WORK INSTRUCTION: Take every line in the entries that includes the word "super" and copy it.

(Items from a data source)
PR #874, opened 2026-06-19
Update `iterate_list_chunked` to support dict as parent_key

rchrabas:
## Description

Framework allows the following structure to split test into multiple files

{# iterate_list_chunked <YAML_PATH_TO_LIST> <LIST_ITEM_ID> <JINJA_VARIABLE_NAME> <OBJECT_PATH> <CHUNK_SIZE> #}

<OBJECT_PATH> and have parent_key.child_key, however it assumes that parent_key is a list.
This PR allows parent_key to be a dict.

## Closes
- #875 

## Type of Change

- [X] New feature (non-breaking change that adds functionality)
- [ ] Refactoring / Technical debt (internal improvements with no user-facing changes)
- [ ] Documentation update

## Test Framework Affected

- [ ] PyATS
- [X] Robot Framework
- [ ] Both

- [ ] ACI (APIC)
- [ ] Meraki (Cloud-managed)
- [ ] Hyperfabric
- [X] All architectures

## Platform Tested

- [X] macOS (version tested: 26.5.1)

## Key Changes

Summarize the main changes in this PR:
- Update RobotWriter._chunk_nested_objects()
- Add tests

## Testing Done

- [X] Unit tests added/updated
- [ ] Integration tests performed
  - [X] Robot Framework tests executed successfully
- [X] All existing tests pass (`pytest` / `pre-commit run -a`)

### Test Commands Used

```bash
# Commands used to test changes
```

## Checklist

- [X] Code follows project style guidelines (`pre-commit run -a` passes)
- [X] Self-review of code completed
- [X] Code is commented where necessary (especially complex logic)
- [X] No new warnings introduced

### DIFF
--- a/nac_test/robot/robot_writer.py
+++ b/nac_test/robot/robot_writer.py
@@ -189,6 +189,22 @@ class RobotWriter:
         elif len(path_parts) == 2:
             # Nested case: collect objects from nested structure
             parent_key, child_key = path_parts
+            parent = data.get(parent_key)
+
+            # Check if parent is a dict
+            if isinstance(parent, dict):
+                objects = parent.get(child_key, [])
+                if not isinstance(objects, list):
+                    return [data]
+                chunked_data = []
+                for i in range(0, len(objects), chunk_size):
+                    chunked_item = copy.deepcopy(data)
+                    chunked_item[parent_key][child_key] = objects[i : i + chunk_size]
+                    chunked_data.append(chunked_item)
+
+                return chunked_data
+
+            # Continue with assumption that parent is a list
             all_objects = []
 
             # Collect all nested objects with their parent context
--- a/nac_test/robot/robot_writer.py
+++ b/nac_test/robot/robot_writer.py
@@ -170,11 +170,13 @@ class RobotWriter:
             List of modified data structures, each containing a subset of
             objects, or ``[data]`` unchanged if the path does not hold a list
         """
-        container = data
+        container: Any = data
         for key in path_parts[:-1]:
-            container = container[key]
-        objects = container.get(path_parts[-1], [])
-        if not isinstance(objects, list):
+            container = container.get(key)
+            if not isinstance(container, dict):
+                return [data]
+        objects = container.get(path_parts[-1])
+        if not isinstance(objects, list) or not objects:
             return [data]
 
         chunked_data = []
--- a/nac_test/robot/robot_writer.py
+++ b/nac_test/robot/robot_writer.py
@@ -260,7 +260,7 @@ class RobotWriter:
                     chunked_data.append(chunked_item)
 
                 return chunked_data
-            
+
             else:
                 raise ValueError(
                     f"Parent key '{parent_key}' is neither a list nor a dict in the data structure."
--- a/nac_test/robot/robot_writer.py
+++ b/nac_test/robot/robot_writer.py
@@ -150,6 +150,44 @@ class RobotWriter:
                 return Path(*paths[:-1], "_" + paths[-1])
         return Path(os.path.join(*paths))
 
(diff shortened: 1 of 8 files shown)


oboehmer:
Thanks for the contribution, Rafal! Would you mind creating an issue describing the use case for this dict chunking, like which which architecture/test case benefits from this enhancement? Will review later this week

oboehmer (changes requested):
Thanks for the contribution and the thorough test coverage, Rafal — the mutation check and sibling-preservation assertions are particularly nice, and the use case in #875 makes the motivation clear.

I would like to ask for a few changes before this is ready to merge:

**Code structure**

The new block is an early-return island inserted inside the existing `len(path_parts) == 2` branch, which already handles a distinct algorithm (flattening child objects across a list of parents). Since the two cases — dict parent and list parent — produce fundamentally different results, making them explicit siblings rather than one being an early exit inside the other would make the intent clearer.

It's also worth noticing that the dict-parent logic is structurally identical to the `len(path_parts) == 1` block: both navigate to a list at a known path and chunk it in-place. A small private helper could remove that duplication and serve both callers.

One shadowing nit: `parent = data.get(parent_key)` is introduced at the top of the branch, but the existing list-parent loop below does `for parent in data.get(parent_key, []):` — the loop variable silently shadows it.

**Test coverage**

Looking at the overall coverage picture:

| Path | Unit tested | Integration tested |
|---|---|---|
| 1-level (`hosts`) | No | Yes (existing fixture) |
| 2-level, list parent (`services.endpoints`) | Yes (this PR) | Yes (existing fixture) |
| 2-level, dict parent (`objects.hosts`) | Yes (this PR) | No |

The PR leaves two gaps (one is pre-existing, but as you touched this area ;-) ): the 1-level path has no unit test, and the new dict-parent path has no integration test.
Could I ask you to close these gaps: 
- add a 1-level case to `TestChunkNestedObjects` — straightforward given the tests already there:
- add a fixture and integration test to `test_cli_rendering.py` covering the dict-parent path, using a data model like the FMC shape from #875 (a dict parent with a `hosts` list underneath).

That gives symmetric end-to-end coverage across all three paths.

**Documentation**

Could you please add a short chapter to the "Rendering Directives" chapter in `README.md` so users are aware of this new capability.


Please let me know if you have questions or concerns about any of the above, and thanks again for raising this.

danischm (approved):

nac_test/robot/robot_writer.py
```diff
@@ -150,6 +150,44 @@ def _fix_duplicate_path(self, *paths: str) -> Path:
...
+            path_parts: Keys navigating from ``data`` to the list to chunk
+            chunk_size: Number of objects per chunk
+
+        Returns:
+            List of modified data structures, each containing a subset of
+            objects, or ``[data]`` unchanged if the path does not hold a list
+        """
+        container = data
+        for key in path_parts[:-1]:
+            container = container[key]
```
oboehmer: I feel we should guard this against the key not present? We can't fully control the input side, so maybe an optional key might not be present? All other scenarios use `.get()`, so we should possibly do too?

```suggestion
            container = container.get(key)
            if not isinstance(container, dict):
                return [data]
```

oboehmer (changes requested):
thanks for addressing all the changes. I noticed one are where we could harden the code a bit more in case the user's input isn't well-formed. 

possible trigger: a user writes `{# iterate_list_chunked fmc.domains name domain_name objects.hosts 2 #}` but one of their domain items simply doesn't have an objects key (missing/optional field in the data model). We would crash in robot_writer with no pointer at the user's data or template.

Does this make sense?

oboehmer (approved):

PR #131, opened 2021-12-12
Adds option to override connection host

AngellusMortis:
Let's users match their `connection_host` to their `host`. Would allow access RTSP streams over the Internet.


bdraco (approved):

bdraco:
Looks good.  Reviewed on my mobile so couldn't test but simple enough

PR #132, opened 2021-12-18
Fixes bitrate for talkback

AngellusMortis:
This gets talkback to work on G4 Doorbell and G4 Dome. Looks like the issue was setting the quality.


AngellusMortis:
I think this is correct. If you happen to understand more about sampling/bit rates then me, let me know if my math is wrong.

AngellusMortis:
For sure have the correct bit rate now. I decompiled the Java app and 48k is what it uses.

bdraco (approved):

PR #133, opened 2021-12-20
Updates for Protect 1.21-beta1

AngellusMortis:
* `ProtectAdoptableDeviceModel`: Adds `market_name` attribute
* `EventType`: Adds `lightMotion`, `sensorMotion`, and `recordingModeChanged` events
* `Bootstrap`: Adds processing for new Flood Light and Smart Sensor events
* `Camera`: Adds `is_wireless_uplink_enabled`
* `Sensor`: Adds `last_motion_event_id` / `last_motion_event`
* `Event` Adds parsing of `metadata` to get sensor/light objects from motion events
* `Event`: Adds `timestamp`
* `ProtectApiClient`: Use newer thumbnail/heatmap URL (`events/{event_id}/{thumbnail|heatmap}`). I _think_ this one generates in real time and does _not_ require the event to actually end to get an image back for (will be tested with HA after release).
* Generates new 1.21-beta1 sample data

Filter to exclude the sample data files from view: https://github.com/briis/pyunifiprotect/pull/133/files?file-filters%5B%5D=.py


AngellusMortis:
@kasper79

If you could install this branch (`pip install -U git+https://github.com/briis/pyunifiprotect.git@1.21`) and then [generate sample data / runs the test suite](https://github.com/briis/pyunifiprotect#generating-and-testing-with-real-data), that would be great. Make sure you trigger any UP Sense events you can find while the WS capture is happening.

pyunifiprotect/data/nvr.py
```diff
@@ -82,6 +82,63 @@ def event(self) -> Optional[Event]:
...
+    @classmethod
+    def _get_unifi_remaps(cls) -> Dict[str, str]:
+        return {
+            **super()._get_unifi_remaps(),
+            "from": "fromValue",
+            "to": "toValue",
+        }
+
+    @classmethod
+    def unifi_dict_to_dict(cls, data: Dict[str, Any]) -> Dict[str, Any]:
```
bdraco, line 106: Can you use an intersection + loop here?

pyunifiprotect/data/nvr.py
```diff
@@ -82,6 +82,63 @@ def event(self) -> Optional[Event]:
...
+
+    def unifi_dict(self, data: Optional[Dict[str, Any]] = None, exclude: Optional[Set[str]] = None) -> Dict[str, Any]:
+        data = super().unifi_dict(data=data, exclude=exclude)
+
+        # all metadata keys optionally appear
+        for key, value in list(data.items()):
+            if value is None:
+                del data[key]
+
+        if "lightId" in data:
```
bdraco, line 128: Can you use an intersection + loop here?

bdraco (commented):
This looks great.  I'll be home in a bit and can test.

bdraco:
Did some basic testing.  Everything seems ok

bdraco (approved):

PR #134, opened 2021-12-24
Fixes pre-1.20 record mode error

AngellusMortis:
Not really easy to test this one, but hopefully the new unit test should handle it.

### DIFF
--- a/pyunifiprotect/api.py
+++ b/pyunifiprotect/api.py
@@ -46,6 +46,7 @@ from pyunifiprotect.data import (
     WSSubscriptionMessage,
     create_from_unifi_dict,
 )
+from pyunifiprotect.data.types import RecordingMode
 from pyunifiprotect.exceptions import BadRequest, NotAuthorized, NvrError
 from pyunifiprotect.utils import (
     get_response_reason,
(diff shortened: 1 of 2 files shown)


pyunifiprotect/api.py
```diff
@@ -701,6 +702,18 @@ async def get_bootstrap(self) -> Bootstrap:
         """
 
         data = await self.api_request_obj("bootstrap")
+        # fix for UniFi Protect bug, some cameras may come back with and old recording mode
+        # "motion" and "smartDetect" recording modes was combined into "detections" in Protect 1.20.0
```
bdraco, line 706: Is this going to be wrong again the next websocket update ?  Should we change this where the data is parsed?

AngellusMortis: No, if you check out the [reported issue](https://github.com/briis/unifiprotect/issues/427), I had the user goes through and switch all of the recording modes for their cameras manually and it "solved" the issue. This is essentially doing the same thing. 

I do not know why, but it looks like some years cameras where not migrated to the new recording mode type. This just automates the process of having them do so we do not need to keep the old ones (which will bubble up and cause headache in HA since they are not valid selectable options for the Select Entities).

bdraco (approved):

WRITTEN RESPONSE:
+            **super()._get_unifi_remaps(),
+        data = super().unifi_dict(data=data, exclude=exclude)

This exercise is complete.